Med Mycol. 2019 Feb 1;57(2):161-170. doi: 10.1093/mmy/myy015.
Invasive fungal infections (IFIs) are a major cause of infection-related morbidity and mortality in patients undergoing allogeneic hematopoietic stem cell transplantation (HSCT). Data from pediatric settings are scarce. To determine the incidence, risk factors and outcomes of IFIs in a 180-day period post-transplantation, 408 pediatric patients who underwent allogeneic HSCT were retrospectively analyzed. The study included only proven and probable IFIs. The cumulative incidences of IFI were 2.7%, 5.0%, and 6.5% at 30, 100, and 180 days post-transplantation, respectively. According to the multivariate analysis, the factors associated with increased IFI risk in the 180-day period post-HSCT were previous HSCT history (hazard ratio [HR], 4.57; 95% confidence interval [CI] 1.42-14.71; P = .011), use of anti-thymocyte globulin (ATG) (HR, 2.94; 95% CI 1.27-6.80; P = .012), grade III-IV acute graft-versus-host-disease (GVHD) (HR, 2.91; 95% CI 1.24-6.80; P = .014) and late or no lymphocyte engraftment (HR, 2.71; 95% CI 1.30-5.62; P = .007). CMV reactivation was marginally associated with an increased risk of IFI development (HR, 1.91; 95% CI 0.97-3.74; P = .063). IFI-related mortality was 1.5%, and case fatality rate was 27.0%.The close monitoring of IFIs in pediatric patients with severe acute GVHD who receive ATG during conditioning is critical to reduce morbidity and mortality after allogeneic HSCT, particularly among those with prior HSCT and no or late lymphocyte engraftment.
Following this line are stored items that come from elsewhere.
PR #800, opened 2019-04-03
Fix code example

Horttcore:


ste93cry:
Since I'm evaluating in #788 to stop register implicitly the error handler in the `ErrorHandler::add*Listener` methods (and so make them non-static) to be future-proof I would change the example to something similar to

```php
$errorHandler = ErrorHandler::registerOnce();
$errorHandler->addErrorListener(...);
$errorHandler->addFatalErrorListener(...);
$errorHandler->addExceptionListener(...);
```

ste93cry:
The PR I was talking about has been merged, but the changes will be available only from version `2.1`. Since the `UPGRADE-2.0.md` is targeting of course the `2.0` version it seems to me that the changes here are fine as they are, so LGTM

ste93cry:
The PR I was talking about has been merged, but the changes will be available only from version `2.1`. Since the `UPGRADE-2.0.md` is targeting of course the `2.0` version it seems to me that the changes here are fine as they are except for the fact that as said by @Jean85 we should document that at least a listener should be added to report the errors. @Horttcore are you willing to address the requested changes so that we can merge this PR?

stayallive:
I am closing this PR because of inactivity, I even believe this problem was eventually addressed.

PR #806, opened 2019-04-19
Fix #805: Default type must be an array

### LINKED ISSUE #805: Default Type of Event::$exceptions must be an array
In Envent class, the default value for `private $exceptions;` is implicit `null`
https://github.com/getsentry/sentry-php/blob/master/src/Event.php#L127
But `public function getExceptions(): array` return only array
https://github.com/getsentry/sentry-php/blob/master/src/Event.php#L538

This cause a failure if I call `getExceptions` inside callback `before_send`  and don't have exceptions, for example, calling `captureMessage()`

tonybolzan:
In `Event` class, the default value for `private $exceptions;` is implicit `null` must be an `array`

### DIFF
--- a/src/Event.php
+++ b/src/Event.php
@@ -124,7 +124,7 @@ final class Event implements \JsonSerializable
     /**
      * @var array The exceptions
      */
-    private $exceptions;
+    private $exceptions = [];
 
     /**
      * @var Stacktrace|null The stacktrace that generated this event
@@ -640,7 +640,7 @@ final class Event implements \JsonSerializable
             $data['breadcrumbs']['values'] = $this->breadcrumbs;
         }
 
-        if (null !== $this->exceptions) {
+        if (!empty($this->exceptions)) {
             $reversedException = array_reverse($this->exceptions);
 
             foreach ($reversedException as $exception) {
--- a/src/Event.php
+++ b/src/Event.php
@@ -640,23 +640,19 @@ final class Event implements \JsonSerializable
             $data['breadcrumbs']['values'] = $this->breadcrumbs;
         }
 
-        if (!empty($this->exceptions)) {
-            $reversedException = array_reverse($this->exceptions);
+        foreach (array_reverse($this->exceptions) as $exception) {
+            $exceptionData = [
+                'type' => $exception['type'],
+                'value' => $exception['value'],
+            ];
 
-            foreach ($reversedException as $exception) {
-                $exceptionData = [
-                    'type' => $exception['type'],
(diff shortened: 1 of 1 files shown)


src/Event.php
```diff
@@ -640,7 +640,7 @@ public function toArray(): array
             $data['breadcrumbs']['values'] = $this->breadcrumbs;
         }
 
-        if (null !== $this->exceptions) {
+        if (!empty($this->exceptions)) {
```
ste93cry: I would say that this statement can just be removed since we would just loop over an empty array and do nothing, so it's useless.

tonybolzan: I have followed the standard of `fingerprint` and` breadcrumbs`
Do you want me to discard this PR and create another?

ste93cry: >I have followed the standard of `fingerprint` and `breadcrumbs`

Nope, it's different because in this case we would loop over the array and append each item to the `$data['exception']['values']` variable (implicitly creating the `$data['exception']` key), but since it would be empty it's a noop. In the other cases we're not looping but directly assigning the values to the `$data` array, so both keys would be set even if there is no need to

>Do you want me to discard this PR and create another?

Nope, no reason to do it :smiley:

tonybolzan: yes of course, but I did not want to make too many changes to the code, even because I'm using the github editor.
But I'll be more careful next time.

ste93cry: I saw you marked the issue as resolved, but it's not. Please update the PR with the requested changes so that we can merge it 😉

tonybolzan: oops... I don't use github pr, sorry, how can I append/merge a commit in existing pr ?

ste93cry: Just checkout the branch of this PR, edit the file, commit and push like always. Or you can edit the file again from the GitHub interface like I suppose you did, just be sure to edit the one in the branch [`patch-1`](https://github.com/tonybolzan/sentry-php/tree/patch-1)

tonybolzan: ok... Can I combine `array_reverse` inside of `foreach`, create a new variable `$reversedException` for this don't make sense for me.

ste93cry: Sure, feel free to make as much changes as you like if they makes sense and do not deviate too much from the purpose of the issue. Also remember to re-request the review when done, otherwise the reviewers may miss that more changes have been pushed if they receive a lot of notifications

tonybolzan:
Thanks @ste93cry for your mentoring on GitHub

Jean85:
Cross ref: this fixes #805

侵袭性真菌病(IFI)是异基因造血干细胞移植(HSCT)患者感染相关发病率和死亡率的主要原因。儿科数据很少。为了确定移植后 180 天内 IFI 的发生率、危险因素和结局,对 408 例接受异基因 HSCT 的儿科患者进行了回顾性分析。该研究仅包括确诊和可能的 IFI。IFI 的累积发生率分别为移植后 30、100 和 180 天的 2.7%、5.0%和 6.5%。根据多变量分析,HSCT 后 180 天内与 IFI 风险增加相关的因素包括既往 HSCT 史(风险比[HR],4.57;95%置信区间[CI] 1.42-14.71;P =.011)、使用抗胸腺细胞球蛋白(ATG)(HR,2.94;95% CI 1.27-6.80;P =.012)、III-IV 级急性移植物抗宿主病(GVHD)(HR,2.91;95% CI 1.24-6.80;P =.014)和迟发性或无淋巴细胞植入(HR,2.71;95% CI 1.30-5.62;P =.007)。CMV 再激活与 IFI 发展风险增加略有相关(HR,1.91;95% CI 0.97-3.74;P =.063)。IFI 相关死亡率为 1.5%,病死率为 27.0%。对于接受预处理 ATG 的严重急性 GVHD 儿科患者,密切监测 IFI 对于降低异基因 HSCT 后的发病率和死亡率至关重要,尤其是对于既往接受过 HSCT 且无或迟发性淋巴细胞植入的患者。